Fantastic turnaround


----------



## Black Magic Detail (Aug 17, 2010)

you are the man!!!!!!!!!!!1


----------



## Kelly @ KDS (Aug 4, 2008)

Car Key said:


> STUNNING turn around!!! :doublesho Would love to here about the procedure/products used.


do you know what nothing special really ,

i do remember the paint being butter soft , which is why i think someone managed to put so much buufer marks in the paint ,

that one was 3m yellow on 3m yellow pad , finished 3m blue and blue pad , and then just a coat of klass sealent thats it .

HTH kelly

www.kdsdetailing.co.uk


----------



## Kelly @ KDS (Aug 4, 2008)

samm said:


> Holy moly, you really are a master at what you do.





fizzle86 said:


> Lovely stuff beast of a car too





-damon- said:


> just been looking at all your write ups recently and some of your work is by far the best i have ever seen,so much attention to detail,keep up the good work :thumb:





Scrim-1- said:


> Fantastic turnaround





bleek said:


> you are the man!!!!!!!!!!!1


Big thank you to you all :thumb:

kelly

www.kdsdetailing.co.uk


----------



## blackS2000 (Aug 4, 2010)

Well I'm gobstacked again and , yes , I still hate to say it:wave: 

Just 1 question : why not Gtechniq ?


----------



## Kelly @ KDS (Aug 4, 2008)

blackS2000 said:


> Well I'm gobstacked again and , yes , I still hate to say it:wave:
> 
> Just 1 question : why not Gtechniq ?


Lol hi mate ,

a few reasons ,it was a few years back when G techniq was not very public then only a few people had heard of them i had not , the cost factor its was a tidy up to undo the mess from another guy machine correcting it so cost was involved , and lastly its a race car and i do mean a race car it got dropped off by the owner after just after an advent at a local rally cross track , he wanted looking good the next week for brighton speed trials .

HTH kelly

www.kdsdetailing.co.uk


----------



## Peach (Jun 20, 2006)

Nice work on an awesome car - always wanted a '7


----------



## liam99 (Dec 29, 2009)

Great work.


----------



## RandomlySet (Jul 10, 2007)

great work... I have noticed recently that Black Jap cars always look a mess! Doubt I'd ever want to own one with paint like butter


----------



## the_names_james (Dec 17, 2010)

Peach said:


> Nice work on an awesome car - always wanted a '7


+1

Top job :thumb:


----------



## kempe (Jan 9, 2011)

Amazing work there fella :thumb: :argie:


----------



## Philb1965 (Jun 29, 2010)

Looked at one of these in a showroom in 95......I still want one, fantastic work.


----------



## RobP (Oct 1, 2006)

Amazing turnaround for a so called "tidy up" Its stunning


----------



## paddy328 (Mar 4, 2007)

I do like those cars and that was in a right mess. I imagine some bloke has just attacked it with G3 and left it. Top job mate.

Francis


----------



## andy60m (Oct 21, 2009)

Absolute top work. But i really wanted to see the engine those vents gave a hint their might be something special under there...


----------



## HannaH (Mar 4, 2010)

nice work :thumb:


----------



## tom-225 (Aug 30, 2009)

Absolute beast there, you most definately did it proud as with all your work.


----------



## WHIZZER (Oct 25, 2005)

Quality turnaround


----------



## tonyy (Jul 26, 2008)

Stunning work,fantastic turnaround...


----------



## horned yo (Feb 10, 2009)

stunning work as usual. What BHP was that car?


----------



## Kelly @ KDS (Aug 4, 2008)

found the onwers emails , so was then able to find the link to the history of the car well some as i have condensed it down a lot .

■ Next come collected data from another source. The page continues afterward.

Issue #11559, opened 2022-10-21
RFC: View Support


harshit-gangal:
# Introduction

MySQL supports read views and updatable views. A View acts as a virtual table that is stored as a query and produces a result set when invoked. There are multiple use cases of why an application wants to use views but in this RFC we will focus on how we will add support for views in Vitess.

# Problem Statement

## Current Support
View support exists for unsharded keyspace via creating it on the underlying database.
For sharded keyspace, the support is limited to a single table as the user would be able to define sharding key for that view in the VSchema. This is useful to users who want to restrict the viewable columns for a table.

## New Support
There are limitations to the current support, like for sharded keyspace the current version is barely usable as it is very restrictive. Also, the users who are currently having views in unsharded keyspace cannot move to sharded keyspace.

This enhancement over current support will add complete support for **_readable views_** in the **_sharded keyspace_**.

# Proposal

This proposed document has its scope limited to only readable views. In the next iteration, we might extend it for updatable views, which will be a separate RFC.

## Query Serving
In the query serving path, the view definition will be cached at VTGates. The view table will be rewritten as a derived table containing the view definition. The normal query planning will follow thereafter.

An example is always helpful. For a view like:

```sql
create view user_view as select id, name from user
```

The query:

```sql
select * from user_view
```

would be rewritten to:

```sql
select * from (select id, name from user) as user_view
```

For the information_schema queries, describe queries, show queries, etc. that return the metadata, the view information would need to be injected to return the expected resultset back to the client.

## Storage / DDL Support
There are two ways we can store the view definition. Based on the location of the storage of views, there will be differences in how DDLs will be supported.

### 1: In the Topology Server (TopoServer)
The views will be stored as part of Vschema like how vindexes and tables information is stored.
Example for a keyspace:
```json
{
  "sharded": true,
  "vindexes": {...}
  "tables": {
    "user": {...},
    "user_extra": {...}
  },
  "views": {
    "user_view": "select id, name from user",
    "user_details_view": "select user.id, user_extra.col from user join user_extra on user.id = user_extra.user_id"
  }
}
```

#### DDL Support
The view definition can be added/removed using the vtctld `ApplyVSchema` command by providing the complete VSchema containing the view definition.
It can also be modified using VSchema DDL
```sql
alter vschema create view <view_name> as <select_statement>
alter vschema drop view <view_name>
```
Create View/Alter View/Drop View statements will be re-rewritten by vitess into VSchema DDLs.

Pros:
[...]

PR #11896, opened 2022-12-07
Add support for Views DDL

frouioui:
## Description

This PR adds DDL support for Views. The views will be stored by vttablet's underlying storage layer (MySQL) inside internal `_vt` schema in the `views` table.

## Related Issue(s)

- Part of https://github.com/vitessio/vitess/issues/11559

## Checklist


systay (changes requested):
Instead of sending down a query, I think we want to use an RPC to the tablet

harshit-gangal:
All CI checks are failing as I had a `skip CI` label on the PR. It will run on the next commit push.

go/vt/vttablet/tabletserver/query_executor.go
```diff
@@ -289,6 +293,130 @@ func (qre *QueryExecutor) txConnExec(conn *StatefulConnection) (*sqltypes.Result
...
+		Select:      stmt.Select,
+		CheckOption: stmt.CheckOption,
+		Comments:    stmt.Comments,
+	}
+	bindVars := qre.generateBindVarsForViewDDLInsert(createViewDDL)
+	sql, _, err := qre.generateFinalSQL(qre.plan.FullQuery, bindVars)
+	if err != nil {
+		return nil, err
+	}
+	qr, err := withddl.New([]string{mysql.CreateViewsTable}).Exec(qre.ctx, sql, conn.Exec, conn.Exec)
```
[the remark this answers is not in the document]
harshit-gangal: **ack**

harshit-gangal:
> Looks pretty good. Had one small comment, and one question.
> 
> Should we not add the enable-views flag to the `vtexplain` binary as well?

I do not think we can support views on vtexplain. As there is no storage layer and/or communication layer (health checks).

go/vt/vttablet/tabletserver/query_executor.go
```diff
@@ -289,6 +293,130 @@ func (qre *QueryExecutor) txConnExec(conn *StatefulConnection) (*sqltypes.Result
...
+	}
+	sql, _, err := qre.generateFinalSQL(p.GenerateFullQuery(sel), bindVars)
+	if err != nil {
+		return err
+	}
+
+	qr, err := withddl.New([]string{mysql.CreateViewsTable}).Exec(qre.ctx, sql, conn.Exec, conn.Exec)
+	if err != nil {
+		return err
+	}
```
GuptaManan100, line 405: Do we really need it to be withDDL, with the create view query given that we already add it to the inializaiton?

GuptaManan100 (approved):
Same comment for other usages withDDL, otherwise LGTM

GuptaManan100:
@systay with the work we are doing to add `vexplain` command, won't it make sense to just deprecate the `vtexplain` binary entirely? We can support the views very easily in `vexplain` from vtgate, with almost no effort.

systay:
> @systay with the work we are doing to add `vexplain` command, won't it make sense to just deprecate the `vtexplain` binary entirely? We can support the views very easily in `vexplain` from vtgate, with almost no effort.

No-one wants to get rid of vtexplain more than me, but `vexplain` is not enough. One very common usage pattern for vtexplain is to check how queries would behave in sharded mode given different vschemas, and that is difficult to do using `vexplain`

GuptaManan100:
I see. You make a very good point.

go/vt/vttablet/tabletserver/query_executor.go
harshit-gangal: View table gets created when the first time view DDL is received. 
If we do not use with, then have to check on the error message received whether it is due to non-existing _vt.views or something else.

harshit-gangal: the initialization is in the health_streamer and we have seen in the past that it sometimes is behind. In the meantime a query can be received which will return with _vt.Views not existing.

systay (approved):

when i think of it i dont know why i did not take any pics of the interesting bit inside and under the bonnet 

here copied and paste the best quick bits

Now running 420 horses at the flywheel but weighing less than most hatchbacks (1230kgs with a full tank of fuel), its an absolute weapon on track, and eats almost everything it meets.

The tailgate is Re-Amemiya and is made from carbon fibre. It was £2000!

Hence the single plate Exedy clutch (weedy) got changed for a twin-plate OS Giken when the former died after Fighting Torque 2007 (during the timed run at Brighton Speed Trials 2007

The turbo, which popped at Rockingham in October 2007, was rebuilt with a larger wheel inside. It went from 402hp at the flywheel to 420.

The standard brakes, being weedy and not up to track use, were changed for the APs, which are stunning when combined with Pagid pads.

Water injection was fitted for safety's sake (it is not mapped with the water).

Some amazing memories:

Snetterton, 2007; coming onto the back straight round the outside of an F40 then matching it so utterly for the entire straight that i could have reached out and adjusted his wing mirror for him!

A 'meet at Guildford Cathedral' before a BreakFast Club in 2007 when i had a Murcielago in front (lime green one) and an Enzo behind (red, of course). Later on it was an older Ferrari in front (348?), then the Murci, then me, then a T350 TVR all going for it; no-one else kept up.

Rockingham, October 2007. Sticking on the tail of a lunatic in an R500 Caterham, watching him slide on the way into a corner, slide round it, then slide all the way out. Then pull away on the straight! (Which doesn't happen often, believe me). I'd catch him on the brakes each corner, then gain slightly mid-corner, then he'd clear off again.

Goodwood, August 2008. Brighton & Hove Motor Club (of which i am a member) Sprint. After a wet practice and damp first timed run, the sun came out. I got fastest time of the day as well as winning my class. Two trophies, and i'd have had three if there wasn't some daft rule about me not being allowed to win them all!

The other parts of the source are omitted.